Papa Pio XII pouco antes de sua morte

Esta razão é explícita: «Opiniões falsas que ameaçam a Doutrina Católica».

Está na sua Introdução:

«1. As dissensões e erros do gênero humano em questões religiosas e morais têm sido sempre fonte e causa de intensa dor para todas as pessoas de boa vontade e, principalmente, para os filhos fiéis e sinceros da Igreja; mas, de maneira especial, o continuam sendo hoje em dia, quando vemos combatidos até os próprios princípios da cultura cristã.
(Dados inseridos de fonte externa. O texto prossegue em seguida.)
PR #3, opened 2016-09-07
Add logback-test.xml to reduce test output

poornachandra:


pom.xml
```diff
@@ -346,6 +352,18 @@
           </exclusion>
         </exclusions>
       </dependency>
+      <dependency>
+        <groupId>org.slf4j</groupId>
+        <artifactId>log4j-over-slf4j</artifactId>
+        <version>${slf4j.version}</version>
+        <scope>test</scope>
```
sagarkapare: why is this added in `test` scope only?

sagarkapare:
one comment else LGTM 👍

pom.xml
poornachandra: Since we don't know what kind of logging library will be used on the cluster, we only change it for test scope.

«2. Não é de admirar que haja constantemente discórdias e erros fora do redil de Cristo. Pois, embora possa realmente a razão humana com suas forças e sua luz natural chegar de forma absoluta ao conhecimento verdadeiro e certo de Deus, único e pessoal, que sustém e governa o mundo com sua providência, bem como ao conhecimento da lei natural, impressa pelo Criador em nossas almas, entretanto, não são poucos os obstáculos que impedem a razão de fazer uso eficaz e frutuoso dessa sua capacidade natural. De fato, as verdades que se referem a Deus e às relações entre os homens e Deus transcendem por completo a ordem dos seres sensíveis e, quando entram na prática da vida e a enformam, exigem o sacrifício e a abnegação própria. Ora, o entendimento humano encontra dificuldades na aquisição de tais verdades, já pela ação dos sentidos e da imaginação, já pelas más inclinações, nascidas do pecado original. Isso faz com que os homens, em semelhantes questões, facilmente se persuadam de ser falso e duvidoso o que não querem que seja verdadeiro.
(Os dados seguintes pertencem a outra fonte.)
PR #4, opened 2016-09-07
TEPHRA-176 TEPHRA-177 : Adding maven modules for CDH-5.7 support, HBase-1.1 and HBase-1.2 modules.

sagarkapare:


tephra-examples/cdh-5.8/pom.xml
```diff
@@ -0,0 +1,96 @@
...
+
+  <build>
+    <sourceDirectory>../src/main/java</sourceDirectory>
+    <testSourceDirectory>../src/test/java</testSourceDirectory>
+  </build>
+
+  <dependencies>
+    <dependency>
+      <groupId>org.apache.tephra</groupId>
+      <artifactId>tephra-hbase-compat-1.2-cdh</artifactId>
```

«3. Por isso deve-se defender que a revelação divina é moralmente necessária para que, mesmo no estado atual do gênero humano, todos possam conhecer com facilidade, com firme certeza e sem nenhum erro, as verdades religiosas e morais que não são por si inacessíveis à razão.

«4. Ademais, por vezes, pode a mente humana encontrar dificuldade mesmo para formar juízo certo sobre a credibilidade da fé católica, não obstante os múltiplos e admiráveis indícios externos ordenados por Deus para se poder provar certamente, por meio deles, a origem divina da religião cristã, exclusivamente com a luz da razão. Isso ocorre porque o homem, levado por preconceitos, ou instigado pelas paixões e pela má vontade, não só pode negar a evidência desses sinais externos, mas também resistir às inspirações sobrenaturais que Deus infunde em nossas almas.»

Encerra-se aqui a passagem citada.